3 comments on β€œ"The return of the Star Peoples". The X-Files of the Indian Reserves"

  1. Imagining that the description of the various "star peoples" could be the identikit of particular "psychological typologies" ... and that perhaps by depicting a "particular physicality" the various peoples of the past were trying to depict a "character typology" ... I can " read ”everything from another point of view… Nice article, thank you

  2. I have been practicing Mexican shamanism for some years and if it can help, I bring my information regarding the topic of this beautiful article.
    From what the natives say, it would seem that they have met those we call the "inorganics", who take various forms (including that of the famous reptilians) and who live in the middle world, a dimension next to the terrestrial one, and from which at the beginning of astral travel it is always necessary to pass in order to access the other dimensions.
    The phrase about abductions and bringing humans into their world also sounds inorganic to me.
    There are cases of missing persons who have ended up in the world of inorganics, from which there is no turning back.

    Regarding the very blond and light-skinned "aliens" rather than aliens, I would say that most likely they are the Aryans met by Admiral Byrd in his famous travels to the North Pole (and later to Antarctica, where he met other humans ahead of us, which we call the Antarctic and with whom we communicate in the astral, but they speak a very ancient and unknown language). UFOs are not always of an alien matrix, they are often very terrestrial, of areas of the Earth intentionally not mapped because we do not want to let humanity know of the real existence of territories inhabited by humans much more advanced than us and of underground worlds, see Agarthi, which Byrd always visited in his time.

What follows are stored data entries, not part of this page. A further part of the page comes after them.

PR #4480, opened 2026-09-04
Reset `enableTrackpadTwoFingerGesture` in web `PanGestureHandler`

giaBaoJS:
## Description

On web, `PanGestureHandler.updateGestureConfig` writes `enableTrackpadTwoFingerGesture`, but `resetConfig` never restores it.

`setGestureConfig` is a full config replace (`resetConfig` then `updateGestureConfig`), and it is what `updateHandlers` / `useGesture` call whenever the gesture config changes. So once a pan gesture has been configured with `enableTrackpadTwoFingerGesture: true`, a later config that no longer carries the prop keeps two-finger trackpad panning enabled, and a wheel event from a trackpad still activates the gesture.

Every other field the web `PanGestureHandler` reads from the config is restored in `resetConfig`; this one was missed. iOS is already correct: `RNPanHandler`'s `resetConfig` sets `recognizer.allowedScrollTypesMask = 0`, which is the same property. Android does not support the prop, so this is web only.

## Test plan

Added `src/web/handlers/__tests__/PanGestureHandler.test.ts` with two cases:

- configure the handler with `enableTrackpadTwoFingerGesture: true`, then apply a config without it, and feed a touchpad wheel event: the handler must stay `UNDETERMINED`.
- configure it with `enableTrackpadTwoFingerGesture: true` and feed the same event: the handler must reach `ACTIVE`, so the flag itself keeps working.

Without the one-line change in `resetConfig`, the first test fails with `Expected: 0 / Received: 4` (the gesture activates from stale config). The second one passes both ways.

`yarn test`, `yarn lint-js` and `yarn ts-check` are green in `packages/react-native-gesture-handler`.

### DIFF
--- a/packages/react-native-gesture-handler/src/web/handlers/PanGestureHandler.ts
+++ b/packages/react-native-gesture-handler/src/web/handlers/PanGestureHandler.ts
@@ -170,6 +170,7 @@ export default class PanGestureHandler extends GestureHandler {
     this.maxPointers = DEFAULT_MAX_POINTERS;
 
     this.activateAfterLongPress = 0;
+    this.enableTrackpadTwoFingerGesture = false;
 
     this.hasCustomActivationCriteria = false;
   }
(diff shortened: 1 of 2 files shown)


j-piasecki (approved):
Thanks!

    There are so many things to tell, but for now I will stop here, hoping to have stimulated the curiosity of the truth seekers who follow this beautiful blog.

    Greetings!

    1. Hi Anna, thank you for your contribution and sorry for the late reply but I missed the comment!
      Very interesting what you say about "Inorganics". I wrote an article on the so-called "Missing 411" studied by David Paulides, I don't know if you know the subject. Mysterious disappearances within American national parks. I think it might interest you!